Capítulo 2

P

ara cuando, a la mañana siguiente, la noticia de la muerte de Margareta se hizo de dominio público, yo ya estaba muy lejos. Me enteré de que su madre mintió diciendo que la niña había muerto de una pulmonía. Nadie sospechó. Las vidas de las putas no interesaban más que a sus clientes, y solo cuando les afectaban; las de sus bastardos, ni siquiera entonces. No volví a saber de la mujer, por lo que deduzco que el pago le compensó lo suficiente.
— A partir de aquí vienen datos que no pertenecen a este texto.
PR #1761, opened 2020-03-02
DanglingParentheses: move `exclude` list from VerticalMultiline

kitbellew:
With the default of empty, this doesn't change any existing formatting. However, just like with `VerticalMultiline`, it will allow users to reduce effect of `danglingParenthese.defnSite = true`.

### DIFF
--- a/scalafmt-core/shared/src/main/scala/org/scalafmt/util/TreeOps.scala
+++ b/scalafmt-core/shared/src/main/scala/org/scalafmt/util/TreeOps.scala
@@ -26,6 +26,7 @@ import scala.meta.tokens.Tokens
 import scala.reflect.ClassTag
 import scala.reflect.classTag
 import org.scalafmt.Error
+import org.scalafmt.config.{DanglingParentheses, ScalafmtConfig}
 
 /**
   * Stateless helper functions on [[scala.meta.Tree]].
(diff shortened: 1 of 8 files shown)


kitbellew:
@olafurpg @tanishiking @poslegm PTAL. Second PR leading up to #1696 which will fix #1539.

scalafmt-core/shared/src/main/scala/org/scalafmt/util/TreeOps.scala
```diff
@@ -586,4 +587,26 @@ object TreeOps {
...
+          style.danglingParentheses.exclude
+      excludeList.nonEmpty && {
+        val exclude = tree match {
+          case _: Ctor.Primary | _: Defn.Class =>
+            DanglingParentheses.Exclude.`class`
+          case _: Defn.Trait => DanglingParentheses.Exclude.`trait`
+          case _: Defn.Def => DanglingParentheses.Exclude.`def`
+          case _ => null
+        }
+        null != exclude && excludeList.contains(exclude)
```
poslegm: `excludeList.contains(null) == false`

kitbellew: if you don't mind, I'd leave it as-is. the intent is more explicit and doesn't require a list scan for something definitely not there

poslegm: 👌

PR #1762, opened 2020-03-03
Fixed AST changes after formatting variant types with symbolic name

### LINKED ISSUE #1568: variance definitions and symbolic type parameter
Default behavior resulted in resolved this issue #98 receives this code

```scala
trait Foo[+ ->[_, _]]
```

and transforms that into
```scala
trait Foo[+->[_, _]]
```

Which have syntactical significant difference.

Scalafmt should keep at least one space between variance declaration and symbolic type parameter name.

poslegm:
Fixes #1568

### DIFF
--- a/scalafmt-core/shared/src/main/scala/org/scalafmt/internal/Router.scala
+++ b/scalafmt-core/shared/src/main/scala/org/scalafmt/internal/Router.scala
@@ -1368,9 +1368,8 @@ class Router(formatOps: FormatOps) {
       // Type variance
       case tok @ FormatToken(T.Ident(_), T.Ident(_) | T.Underscore(), _)
           if isTypeVariant(leftOwner) =>
-        Seq(
-          Split(NoSplit, 0)
-        )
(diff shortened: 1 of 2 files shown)


scalafmt-core/shared/src/main/scala/org/scalafmt/internal/Router.scala
```diff
@@ -1368,9 +1368,8 @@ class Router(formatOps: FormatOps) {
       // Type variance
       case tok @ FormatToken(T.Ident(_), T.Ident(_) | T.Underscore(), _)
           if isTypeVariant(leftOwner) =>
-        Seq(
-          Split(NoSplit, 0)
-        )
+        if (isSymbolicIdent(tok.right)) Seq(Split(Space, 0))
```
kitbellew: Optional: i created a shortcut for this:

`Space(isSymbolicIdent(...))`...

poslegm: I forgot about it, thank you

PR #1763, opened 2020-03-04
Router: remove currently unused comma split

kitbellew:
Follow-on to #1722, which introduced splits which always take precedence when used.

No `scala-repos` diffs.


kitbellew:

Con la salida del sol me vestí con mi armadura, cogí mi espada y abandoné la ciudadela a caballo, en solitario. Todavía me quedaba una parada antes de reunirme con mis hombres y dirigirnos hacia Bucarest, a la batalla que, aunque aún no lo sabía, daría todo un giro a mi vida. Pese a ignorar que ese enfrentamiento sería especial para mí por algo más que por el hecho de ser el primero en el que tendría hombres a mi mando, me embargaba una extraña sensación; algo me decía que las cosas no saldrían tal y como esperábamos, y mi instinto rara vez se equivocaba. Y si bien no temía por mi vida, pues sabía que mi entrenamiento y mi propia naturaleza me otorgaban un noventa por ciento de posibilidades de sobrevivir, sí que me preocupaba que mi padre no lo consiguiera… Era un gran guerrero, mucho mejor que yo, pero él no compartía mis cualidades sobrehumanas. No era inmortal.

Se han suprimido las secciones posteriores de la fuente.